Data Annotation at Scale: Active and Semi-Supervised Learning

Gokhan Ciflikli, PhD

19 September @ ODSC2020

Workshop Structure

  • Intro
    • Motivation
    • Supervised Learning
  • Part I
    • Active Learning
  • Part II
    • Semi-Supervised Learning
    • Annotation Pipeline
  • Q&A

Reveal.js Basics

  • F to enter full-screen

    • ESC to see the full layout while not in full-screen
  • < > to switch between sections

    • When you switch back to a section, it remembers where you left off
  • ∧ ∨ to go back and forth within sections

Intro: Motivation

My Background

  • Computational social scientist by training (PhD, post-doc @LSE; researcher @UCL)

  • Specialisation in predictive modelling & methodology

  • Worked as a research scientist on an NLP active learning project conducted by Uppsala University (Sweden)

My Work

  • I’m a senior data scientist at Attest—a customer growth platform

  • London start-up aiming to disrupt the market research industry

  • We work in cross-functional teams (a la Spotify)

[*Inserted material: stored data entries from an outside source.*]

PR #2763, opened 2023-07-21
gui: allow circle for confirm in app close dialogue

nishinji:
i hope this is the last :D

### DIFF
--- a/vita3k/interface.cpp
+++ b/vita3k/interface.cpp
@@ -591,12 +591,30 @@ bool handle_events(EmuEnvState &emuenv, GuiState &gui) {
             app::switch_state(emuenv, !emuenv.kernel.is_threads_paused());
         }
     };
+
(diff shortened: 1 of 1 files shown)


vita3k/interface.cpp
```diff
@@ -591,12 +591,28 @@ bool handle_events(EmuEnvState &emuenv, GuiState &gui) {
...
+                cancel();
+            else
+                confirm();
+            break;
+        case SCE_CTRL_CROSS:
+            if (emuenv.cfg.sys_button == 1)
+                confirm();
+            else
+                cancel();
+        }
```
Zangetsu38, line 615: you have forget break
and in end switch need using default: break;

nishinji: done

Zangetsu38 (approved):

PR #2764, opened 2023-07-21
net: Fix max epoll nfd number on wait

EXtremeExploit:
turns out that the `nfds` param needs to be the highest fd PLUS ONE, 
linux says this in its documentation, but on windows its missing this tiny detail, i've seen other people use select and having it only work if adding 1 to nfds, so its the same as linux
https://man7.org/linux/man-pages/man2/select.2.html
this fixes a forever waiting/loading on some homebrews with epoll waits (idk about commercial games)


Macdu (approved):
Lgtm, although according to the doc you linked, this function is not recommended and epoll_wait should be used instead. As this is for implementing the Epoll::wait function, this would kind of make sense.

EXtremeExploit:
true, ig i could do that once we find a game that uses more than a thousand sockets and this becomes a problem, but considering not many games even use networking at all i think this wont be a problem

PR #2970, opened 2023-10-06
github_cache: cleanup cache on windows

bookmist:
Try to fix not using cache on windows. step one - delete cache and create it again


Macdu:
Fixed by #3031

PR #2974, opened 2023-10-08
https: Add MD5 checksum verification file using Content-MD5 header.

Zangetsu38:
# About
- https: Add MD5 checksum verification file using Content-MD5 header.
should fix corrupted file download with checksum integrity before try using it.

### DIFF
--- a/vita3k/https/src/https.cpp
+++ b/vita3k/https/src/https.cpp
@@ -30,6 +30,7 @@ typedef int abs_socket;
 #endif
 
 #include <openssl/err.h>
+#include <openssl/md5.h>
 #include <openssl/ssl.h>
 
 #include <util/log.h>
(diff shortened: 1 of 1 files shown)


Macdu:
Seriously, instead of writing your own implementation of something that is (indeed) very hard (communicating with a server and downloading a file) and having to fix it every two weeks, just take one of the 20 available header-only library already doing this and replace all of that with a single function call.

Zangetsu38:
> Seriously, instead of writing your own implementation of something that is (indeed) very hard (communicating with a server and downloading a file) and having to fix it every two weeks, just take one of the 20 available header-only library already doing this and replace all of that with a single function call.

I see what you mean, but I don't want to burden the project with another submodule, this code does the same thing, and even with libcurl, it's not as simple as you make it think, you don't just need a single call function, far from it, there's almost as much code in the end, and even there I should add code to verify the md5.

And also, this commit has no relation to my previous fix.
I've been wanting to do this md5 check for a long time.

Macdu:
https://github.com/yhirose/cpp-httplib

This is a header only library using openssl and it takes less than 5 lines to download a file.

Macdu (approved):

PR #2975, opened 2023-10-08
gxm, renderer: Rewrite texture uploading

Macdu:
Rewrite the texture uploading part of the renderer, among other things:
- Fix the offset between faces for cube textures 
- Fix unsupported textures not being untiled or unswizzled if necessary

  • I am a member of the Audience Quality squad (data quality, fraud detection)

Problem Statement

  • Good: We are a survey company; we generate (store) a lot of data every day

  • Bad: The data do not come with labels;

    • Good/bad quality answers (relevance)
    • Open-text validation
    • Speeding/flatlining
    • Impossible/inconsistent demographics
    • etc.

New Frontier: Data Annotation

  • Initially, the bottleneck was obtaining data at scale

  • Now, unlabelled data is widely accessible:

    • Web scraping
    • Large corpora (text repositories)
    • ‘New’ types of data (audio, image, video)
    • Industries that generate streaming data (e.g. frequent transactions)

Annotation Trade-Off

  • In-house: employees have all-important context; but they don’t scale/costly to scale

  • Outsourced: e.g. MTurk; scales at a price; but context is mostly lost

  • Inter-coder reliability: Adds robustness to labels at the expense of increased costs

Intro: Supervised Learning

What is ML?

Per Tom Mitchell:

A computer program is said to learn from experience E with respect to some task T and some performance measure P, if its performance on T, as measured by P, improves with experience E.

  • Very CS/SWE oriented definition

Statistics vs. ML

  • What is the difference between traditional statistical models and machine learning algorithms?

    • e.g. Logistic regression vs. Random Forest classifier?
  • Not much IMO; I subscribe to Leo Breiman’s separation of data vs. algorithmic models

    • i.e. are you trying to explain in-sample variance or to predict out-of-sample?

Model Selection

  • Not the technical (i.e. cross-validation) but the more qualitative aspect w.r.t. the data-generating process (DGP)

    • You have a hypothesis X -> y

    • And your model is your hypothesis about how -> comes about (e.g. linear, non-linear)

Correlation vs. Causation

  • Everyone has heard of the maxim correlation does not imply causation

  • Causal inference—widely defining here as to include path analysis, SEM, SCM—takes correlation one step further (assuming the given causal structure is appropriate)

  • Ladder of causation

  • CI practitioners such as Judea Pearl argue all of ML is mere curve-fitting

Bias-Variance Trade-off


  • True function complexity vs. size of the training data

    • If the DGP is simple -> inflexible algorithm (high bias, low variance) and a small training set

    • If the DGP is complex -> flexible algorithm (low bias, high variance) and a very large training set


  • Curse of dimensionality/sparsity

    • Low variance, high bias algorithms can minimise the effect of high (but irrelevant) dimensions

    • Also dimensionality reduction techniques ( e.g. PCA, regularisation, feature selection)


  • Stochastic and deterministic

    • High bias, low variance algorithms can be used to minimise the effect of noise

    • Also early stopping criteria; outlier/anomaly detection (risky!)

Fundamental Problem of Inference

A simplified example from market research—where things can go wrong w.r.t. inference

  • Data -> Sample
  • Sample -> Population
  • Population -> Superpopulation

Part I: Active Learning

AL Resources


Consider the conventional (passive) ML pipeline

  • Gather (presumably unlabelled) data
  • Manually label a fraction -> training set
  • Cross-validate hyper-parameters/model selection
  • Predict on test set and report performance metrics


  • Given the enormous influence of the training set on the accuracy of the final model,

  • and the fact that labelling is costly,

  • is there a more optimal way of obtaining data labels that can scale?